BEGIN

PR #1067, opened 2026-09-03
feat(controller): have exporter request a new token when about to expire

bennyz:
- Add RotateToken RPC to ControllerService in protocol/proto/jumpstarter/v1/jumpstarter.proto.
- Implement RotateToken in ControllerService to generate a new signed token and update the exporter Secret.
- Regenerate jumpstarter.v1 protobuf bindings for Go and Python.
- Add token_refresh helper to decode JWT claims and calculate renewal lead times and sleep intervals.
- Add _token_refresh_loop in Exporter to automatically request a new token before expiry.


controller/internal/service/controller_service.go
```diff
@@ -342,6 +342,65 @@ func (s *ControllerService) GetServiceEndpoints(
...
+	var expiry *timestamppb.Timestamp
+	if claims.ExpiresAt != nil {
+		expiry = timestamppb.New(claims.ExpiresAt.Time)
+	}
+
+	return &pb.RotateTokenResponse{
+		Token:  token,
+		Expiry: expiry,
+	}, nil
+}
```
raballew: [HIGH] `RotateToken` never fires a `CredentialCreated` Kubernetes event. `ControllerService` has no `Recorder` field, and the reconciler only emits this event when `prevCredential == nil && exporter.Status.Credential != nil`, which is the initial creation path only. Every successful rotation goes unrecorded in cluster event history. Fix: add a `Recorder record.EventRecorder` field to `ControllerService`, wire it in `main.go`, and call `s.Recorder.Eventf(exporter, corev1.EventTypeNormal, "CredentialCreated", "Token rotated for exporter %s/%s", exporter.Namespace, exporter.Name)` after the successful `Patch`. Guard with `if s.Recorder != nil` to keep unit tests passing without a recorder.

python/packages/jumpstarter/jumpstarter/exporter/exporter.py
```diff
@@ -601,16 +620,103 @@ async def _setup_telemetry(self) -> None:
...
+            response: jumpstarter_pb2.RotateTokenResponse = await controller.RotateToken(
+                jumpstarter_pb2.RotateTokenRequest(),
+                timeout=_RPC_TIMEOUT,
+            )
+
+        new_token = response.token
+        self.token = new_token
+
+        if self._telemetry_handler is not None:
+            self._telemetry_handler.token = new_token
```
raballew: [HIGH] `rotate_token()` sets `self._telemetry_handler.token = new_token`, but `TelemetryLogHandler` stores its credential as `self._token` (private) and reads it via `self._token` when building `Bearer` headers. The public `.token` attribute set here is a shadow attribute that is never read; all subsequent `PushLogs` calls continue using the pre-rotation token. Fix: expose a `@token.setter` on `TelemetryLogHandler` that writes to `self._token`, or change the assignment to `self._telemetry_handler._token = new_token` with an explanatory comment.

python/packages/jumpstarter/jumpstarter/exporter/exporter.py
```diff
@@ -601,16 +620,103 @@ async def _setup_telemetry(self) -> None:
...
+                    break
+                except grpc.aio.AioRpcError as e:
+                    if e.code() == grpc.StatusCode.UNIMPLEMENTED:
+                        logger.warning(
+                            "Controller does not support token rotation (UNIMPLEMENTED); disabling automatic refresh"
+                        )
+                        return
+                    elif e.code() in (grpc.StatusCode.UNAUTHENTICATED, grpc.StatusCode.PERMISSION_DENIED):
+                        logger.error("Failed to rotate token (%s): %s", e.code(), e.details())
+                        return
```
raballew: [HIGH] When `RotateToken` returns `UNAUTHENTICATED` or `PERMISSION_DENIED`, `_token_refresh_loop` does a bare `return`. The anyio task group treats this as successful completion and does not cancel peer tasks. The exporter keeps running with an expired in-memory token indefinitely, acting as a zombie. Fix: replace the bare `return` with `raise RuntimeError("Token expired and rotation denied by controller; exporter cannot recover")` so the task group propagates the failure and terminates the process.

controller/internal/service/controller_service_test.go
```diff
@@ -2383,3 +2386,116 @@ func TestStatusResponseIncludesLeaseContext(t *testing.T) {
...
+
+		_, err := svc.RotateToken(context.Background(), &pb.RotateTokenRequest{})
+		if err == nil {
+			t.Fatal("expected error with missing secret")
+		}
+		if status.Code(err) != codes.Internal {
+			t.Fatalf("expected Internal error, got %v", err)
+		}
+	})
+}
```
raballew: [HIGH] Every other exporter-authenticated endpoint in this service (`Register`, `Dial`, `Status`) has a companion test that asserts authentication failure returns `codes.Unauthenticated`. `TestControllerServiceRotateToken` calls `authenticateExporter` as its first step but only exercises valid authenticators. Fix: add a sub-test using `authFailureServiceCtx` and assert `status.Code(err) == codes.Unauthenticated`.

controller/internal/controller/exporter_controller.go
```diff
@@ -125,24 +147,28 @@ func (r *ExporterReconciler) Reconcile(ctx context.Context, req ctrl.Request) (c
...
 }
 
 func (r *ExporterReconciler) reconcileStatusCredential(
 	ctx context.Context,
 	exporter *jumpstarterdevv1alpha1.Exporter,
-) error {
-	secret, _, err := ensureSecret(ctx, client.ObjectKey{
+) (time.Time, error) {
+	secret, expiry, err := ensureSecret(ctx, client.ObjectKey{
 		Name:      exporter.Name + "-exporter",
```
raballew: [HIGH] The credential secret name is constructed as `exporter.Name + "-exporter"` independently here and also in `controller_service.go` (inside `RotateToken`). A naming scheme change requires two-site updates with no compiler enforcement to catch mismatches. Fix: define a method on the `Exporter` CRD type, e.g., `func (e *ExporterV1Alpha1) CredentialSecretName() string { return e.Name + "-exporter" }`, and call it from both the reconciler and the `RotateToken` handler.

controller/internal/controller/exporter_controller_test.go
```diff
@@ -125,5 +135,110 @@ var _ = Describe("Exporter Controller", func() {
...
+
+			// Verify condition is Valid
+			exporter := &jumpstarterdevv1alpha1.Exporter{}
+			Expect(k8sClient.Get(ctx, typeNamespacedName, exporter)).To(Succeed())
+			cond := meta.FindStatusCondition(exporter.Status.Conditions, string(jumpstarterdevv1alpha1.ExporterConditionTypeTokenExpiring))
+			Expect(cond).NotTo(BeNil())
+			Expect(cond.Status).To(Equal(metav1.ConditionFalse))
+			Expect(cond.Reason).To(Equal("Valid"))
+		})
 	})
```
raballew: [MEDIUM] This PR adds two event emission branches in `exporter_controller.go`, but all new reconciler tests create the reconciler without a `Recorder` field. `emitEventf` silently no-ops when `Recorder == nil`, so event regressions are completely invisible. Fix: inject `record.NewFakeRecorder(10)` as the reconciler's `Recorder` in the relevant tests, then assert `<-recorder.Events` contains strings matching `"CredentialCreated"` and `"TokenExpiringSoon"` after the appropriate reconcile cycles.

controller/internal/controller/exporter_controller_test.go
```diff
@@ -125,5 +135,110 @@ var _ = Describe("Exporter Controller", func() {
...
+			secret.Data[TokenKey] = []byte("invalid-token")
+			Expect(k8sClient.Update(ctx, secret)).To(Succeed())
+
+			// Reconcile
+			_, err = controllerReconciler.Reconcile(ctx, reconcile.Request{
+				NamespacedName: typeNamespacedName,
+			})
+			Expect(err).NotTo(HaveOccurred())
+
+			// Verify secret was recreated with a valid token
```
raballew: [MEDIUM] The new test steps in this block use `// ...` inline comments to narrate what is happening, while the rest of this file uses `By("...")` calls for step descriptions. Fix: replace each `// step description` comment with a matching `By("step description")` call to stay consistent with the established pattern.

controller/internal/service/controller_service.go
```diff
@@ -342,6 +342,65 @@ func (s *ControllerService) GetServiceEndpoints(
...
+	}{}
+	parser := jwt.NewParser(jwt.WithoutClaimsValidation())
+	if _, _, err := parser.ParseUnverified(token, claims); err != nil {
+		return nil, status.Errorf(codes.Internal, "failed to parse token claims: %s", err)
+	}
+
+	var expiry *timestamppb.Timestamp
+	if claims.ExpiresAt != nil {
+		expiry = timestamppb.New(claims.ExpiresAt.Time)
+	}
```
raballew: [MEDIUM] After `s.Signer.Token(...)` returns the signed token, `RotateToken` immediately re-parses it with `jwt.NewParser(jwt.WithoutClaimsValidation())` to extract `ExpiresAt`. This duplicates exactly what `Signer.TokenExpiry` already does. Fix: replace the inline parse block with `expiry, err := s.Signer.TokenExpiry(token)` placed before the Patch call. This removes duplication, keeps expiry extraction encapsulated, and eliminates a small window where expiry extraction fails after the Patch has already been applied.

python/packages/jumpstarter/jumpstarter/exporter/token_refresh.py
```diff
@@ -0,0 +1,132 @@
...
+
+    try:
+        payload = decode_jwt_payload(token)
+    except ValueError:
+        return None
+
+    exp = payload.get("exp")
+    if exp is None or not isinstance(exp, (int, float)):
+        return None
+    exp_f = float(exp)
```
raballew: [MEDIUM] In the `else` branch (no `iat` claim in token), the 50%-cap on lead time is applied before checking whether `remaining <= min_lead_time`. This violates the documented guarantee that `min_lead_time` is always honoured. Fix: add a short-circuit before the cap check: `if remaining <= min_lead_time: return 0.0`.

python/packages/jumpstarter/jumpstarter/exporter/token_refresh_test.py
```diff
@@ -0,0 +1,120 @@
...
+    get_token_expiry,
+    get_token_remaining_seconds,
+)
+
+
+def _make_jwt(payload: dict) -> str:
+    header = {"alg": "ES256", "typ": "JWT"}
+    h_b64 = base64.urlsafe_b64encode(json.dumps(header).encode()).rstrip(b"=").decode()
+    p_b64 = base64.urlsafe_b64encode(json.dumps(payload).encode()).rstrip(b"=").decode()
+    return f"{h_b64}.{p_b64}.dummy_signature"
```
raballew: [MEDIUM] `_make_jwt` is defined with an identical body in both `token_refresh_test.py` (lines 14-18) and `exporter_token_refresh_test.py` (lines 17-21). Any change to the helper must be made in two places. Fix: extract `_make_jwt` into a shared `conftest.py` or `tests/helpers.py` module and import it from both test files.

python/packages/jumpstarter/jumpstarter/exporter/token_refresh.py
```diff
@@ -0,0 +1,132 @@
...
+    remaining = exp_f - now
+    if remaining <= 0:
+        return 0.0
+
+    iat = payload.get("iat")
+    if iat is not None and isinstance(iat, (int, float)) and float(iat) < exp_f:
+        total_lifetime = exp_f - float(iat)
+        lead = min(lead_time, max(total_lifetime * fraction, min_lead_time))
+        # Ensure lead time never exceeds half the token's total lifetime
+        lead = min(lead, total_lifetime * 0.5)
```
raballew: [MEDIUM] The comment `# Ensure lead time never exceeds half the token's total lifetime` immediately precedes `lead = min(lead, total_lifetime * 0.5)`. The code is self-explanatory. Fix: remove the comment. If additional clarity is wanted, extract `total_lifetime / 2` into a named intermediate variable.

protocol/proto/jumpstarter/v1/jumpstarter.proto
```diff
@@ -280,4 +283,13 @@ message TelemetryEndpoint {
...
+}
+
+// Request to rotate the authentication token for an exporter.
+message RotateTokenRequest {}
+
+// Response containing the newly rotated token.
+message RotateTokenResponse {
+  string token = 1; // The new authentication token.
+  google.protobuf.Timestamp expiry = 2; // The expiration time of the new token.
 }
```
raballew: [MEDIUM] The file ends at the closing `}` of `RotateTokenResponse` with no trailing newline. `buf lint` (STANDARD ruleset) enforces `FILE_NEWLINE` for `.proto` files and will fail CI when buf is available in the pipeline. Fix: add a single trailing newline after the closing brace.

controller/api/v1alpha1/exporter_types.go
```diff
@@ -52,13 +52,16 @@ type ExporterStatus struct {
 	ExporterStatusValue string `json:"exporterStatus,omitempty"`
 	// StatusMessage is an optional human-readable message describing the current state
 	StatusMessage string `json:"statusMessage,omitempty"`
+	// TokenExpiresAt is the expiry time of the internal credential token.
```
raballew: [LOW] `TokenExpiresAt *metav1.Time` is written to the `Exporter` CRD status and is readable by anyone with `get`/`list` on `Exporter` objects. Status condition messages also include exact RFC3339 expiry timestamps. Fix: replace exact timestamps in event and condition messages with coarse descriptions like "expires within 7 days". If precise expiry metrics are needed, expose them via a Prometheus endpoint with its own RBAC policy.

controller/internal/service/controller_service.go
```diff
@@ -342,6 +342,65 @@ func (s *ControllerService) GetServiceEndpoints(
...
+
+	log.FromContext(ctx).Info("token rotated", "exporter", exporter.Name, "namespace", exporter.Namespace)
+
+	claims := &struct {
+		jwt.RegisteredClaims
+	}{}
+	parser := jwt.NewParser(jwt.WithoutClaimsValidation())
+	if _, _, err := parser.ParseUnverified(token, claims); err != nil {
+		return nil, status.Errorf(codes.Internal, "failed to parse token claims: %s", err)
+	}
```
raballew: [LOW] Both `RotateToken` here and `Signer.TokenExpiry` in `oidc/op.go` use `ParseUnverified` to extract expiry, establishing a codebase-wide pattern of trusting unverified claims. Fix: update `Signer.Token` to return the expiry alongside the string as `(string, time.Time, error)` so callers never need to re-parse a token received directly from the signer. Add a doc comment to `Signer.TokenExpiry` warning that its output is unverified.

protocol/proto/jumpstarter/v1/jumpstarter.proto
```diff
@@ -280,4 +283,13 @@ message TelemetryEndpoint {
...
   string min_severity = 3;  // Minimum log severity to forward (e.g. "info", "warning").
+}
+
+// Request to rotate the authentication token for an exporter.
+message RotateTokenRequest {}
+
+// Response containing the newly rotated token.
+message RotateTokenResponse {
+  string token = 1; // The new authentication token.
+  google.protobuf.Timestamp expiry = 2; // The expiration time of the new token.
```
raballew: [LOW] `string token = 1; // The new authentication token.` and `google.protobuf.Timestamp expiry = 2; // The expiration time of the new token.` both restate what the field name already communicates. Fix: remove both inline comments. If documentation beyond the field name is needed, use leading `//` block comments above each field.

python/packages/jumpstarter/jumpstarter/exporter/exporter.py
```diff
@@ -601,16 +620,103 @@ async def _setup_telemetry(self) -> None:
...
+            The newly rotated token string.
+        """
+        async with self._controller_stub() as controller:
+            response: jumpstarter_pb2.RotateTokenResponse = await controller.RotateToken(
+                jumpstarter_pb2.RotateTokenRequest(),
+                timeout=_RPC_TIMEOUT,
+            )
+
+        new_token = response.token
+        self.token = new_token
```
raballew: [LOW] `self.token = new_token` sets the rotated token without any validation. An empty token causes `calculate_token_refresh_sleep("")` to raise `ValueError`, silently exiting the refresh loop with no diagnostic. Fix: validate before assignment with `if not new_token: raise ValueError("RotateToken returned an empty token")`. Optionally also verify that `"exp"` is present in the decoded payload.

python/packages/jumpstarter/jumpstarter/exporter/exporter.py
```diff
@@ -601,16 +620,103 @@ async def _setup_telemetry(self) -> None:
...
+                except Exception as e:
+                    attempt += 1
+                    backoff = min(_RPC_BACKOFF_BASE * (2 ** min(attempt - 1, 5)), _RPC_BACKOFF_CAP)
+                    logger.warning(
+                        "Unexpected failure rotating token (%s); retrying in %.1fs (attempt %d)",
+                        e,
+                        backoff,
+                        attempt,
+                    )
+                    await sleep(backoff)
```
raballew: [LOW] The `except Exception as e:` retry block has no iteration limit or escape condition. A persistent non-transient error will retry indefinitely with backoff capped at 30 seconds, never surfacing as a process failure. Fix: track a retry counter and `raise` after a configurable maximum (e.g., 10 attempts), or log at `ERROR` level after a threshold to make the failure visible.

python/packages/jumpstarter/jumpstarter/exporter/exporter_token_refresh_test.py
```diff
@@ -0,0 +1,245 @@
...
+    now = time.time()
+    token = _make_jwt({"iat": now - 100, "exp": now + 1})
+
+    mock_channel = MagicMock(spec=grpc.aio.Channel)
+    mock_channel.close = AsyncMock()
+
+    mock_ctrl = AsyncMock()
+    mock_ctrl.RotateToken.side_effect = FakeRpcError(grpc.StatusCode.UNIMPLEMENTED)
+
+    async def channel_factory():
```
raballew: [LOW] The `async def channel_factory():` inner functions at lines 44, 78, 111, 148, and 179 are missing `-> grpc.aio.Channel` return type annotations. Fix: add `-> grpc.aio.Channel` to each closure definition.

python/packages/jumpstarter/jumpstarter/exporter/exporter_token_refresh_test.py
```diff
@@ -0,0 +1,245 @@
...
+    loaded = ExporterConfigV1Alpha1.load_path(config_file)
+    assert loaded.token == "initial-token"
+
+    # Simulate create_exporter wiring
+    async with loaded.create_exporter() as exporter:
+        assert exporter.on_token_rotated is not None
+        await exporter.on_token_rotated("new-saved-token")
+
+    assert loaded.token == "new-saved-token"
+    # Verify persisted to disk
```
raballew: [LOW] Comments like `# Normal rotation result is preserved and token is updated` and `# Token was not updated` appear immediately before self-explanatory `assert` calls in multiple test bodies. Fix: remove the comments. Encode intent in assertion messages or split into more narrowly named tests whose names make the comment redundant.

python/packages/jumpstarter/jumpstarter/exporter/token_refresh.py
```diff
@@ -0,0 +1,132 @@
...
+
+    Raises:
+        ValueError: If the token format is invalid or cannot be decoded
+    """
+    parts = token.split(".")
+    if len(parts) != 3:
+        raise ValueError(f"Invalid JWT format: expected 3 parts, got {len(parts)}")
+
+    payload_b64 = parts[1]
+    # Handle base64 padding
```
raballew: [LOW] `# Handle base64 padding` precedes `padded = payload_b64 + "=" * (-len(payload_b64) % 4)`. The expression already describes what it does. Fix: extract `_restore_base64_padding(s: str) -> str: return s + "=" * (-len(s) % 4)` as a named helper and remove the comment.

python/packages/jumpstarter/jumpstarter/exporter/token_refresh_test.py
```diff
@@ -0,0 +1,120 @@
...
+    token = _make_jwt({"iat": iat, "exp": exp})
+
+    # Expected sleep: 50s
+    sleep_s = calculate_token_refresh_sleep(token, now=now)
+    assert sleep_s is not None
+    assert pytest.approx(sleep_s, rel=1e-3) == 50.0
+
+
+def test_calculate_token_refresh_sleep_near_expiry():
+    # Token expiring in 3 days (less than 7 days lead time on a 365-day token)
```
raballew: [LOW] Comment blocks like `# Lead time is capped by DEFAULT_TOKEN_REFRESH_LEAD_TIME (7 days = 604,800s)` immediately precede assertions that encode the same arithmetic. Fix: delete the explanation comments. Where a particular case is non-obvious, encode the intent in the test function name instead.

python/packages/jumpstarter/jumpstarter/exporter/exporter.py
raballew: [LOW] If the controller issues a freshly rotated token that itself expires within the configured lead time, `calculate_token_refresh_sleep` returns `0.0` and the outer loop immediately rotates again with no pause. This can produce a continuous stream of `RotateToken` RPCs until the controller issues a token with sufficient lifetime. Backoff only applies inside the inner retry loop for failures, not between successive successful rotations. Fix: after a successful rotation where `sleep_duration == 0.0`, insert a minimum pause (e.g., `await sleep(1.0)`) before recalculating.

controller/internal/service/controller_service.go
```diff
@@ -342,6 +342,65 @@ func (s *ControllerService) GetServiceEndpoints(
...
+		return nil, status.Errorf(codes.Internal, "failed to get credential secret: %s", err)
+	}
+
+	original := client.MergeFrom(secret.DeepCopy())
+	if secret.Data == nil {
+		secret.Data = map[string][]byte{}
+	}
+	secret.Data[controller.TokenKey] = []byte(token)
+	if err := s.Client.Patch(ctx, &secret, original); err != nil {
+		return nil, status.Errorf(codes.Internal, "failed to update credential secret: %s", err)
```
raballew: [LOW] `status.Errorf(codes.Internal, "failed to get credential secret: %s", err)` and `status.Errorf(codes.Internal, "failed to update credential secret: %s", err)` embed raw Kubernetes API errors in the gRPC response. An authenticated exporter receiving a not-found error learns the expected secret naming convention and namespace from the error message. Fix: return a generic message without the underlying error detail, and log the full error server-side: `log.FromContext(ctx).Error(err, "failed to get credential secret", "exporter", exporter.Name)` followed by `return nil, status.Errorf(codes.Internal, "failed to get credential secret")`.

END

_WHAT YOU NEED TO DO_
Search the entries for the word "also" and pick out every line that holds it.

_RESPONSE TO THIS TASK_
raballew: [HIGH] The credential secret name is constructed as `exporter.Name + "-exporter"` independently here and also in `controller_service.go` (inside `RotateToken`). A naming scheme change requires two-site updates with no compiler enforcement to catch mismatches. Fix: define a method on the `Exporter` CRD type, e.g., `func (e *ExporterV1Alpha1) CredentialSecretName() string { return e.Name + "-exporter" }`, and call it from both the reconciler and the `RotateToken` handler.
raballew: [LOW] `TokenExpiresAt *metav1.Time` is written to the `Exporter` CRD status and is readable by anyone with `get`/`list` on `Exporter` objects. Status condition messages also include exact RFC3339 expiry timestamps. Fix: replace exact timestamps in event and condition messages with coarse descriptions like "expires within 7 days". If precise expiry metrics are needed, expose them via a Prometheus endpoint with its own RBAC policy.
raballew: [LOW] `self.token = new_token` sets the rotated token without any validation. An empty token causes `calculate_token_refresh_sleep("")` to raise `ValueError`, silently exiting the refresh loop with no diagnostic. Fix: validate before assignment with `if not new_token: raise ValueError("RotateToken returned an empty token")`. Optionally also verify that `"exp"` is present in the decoded payload.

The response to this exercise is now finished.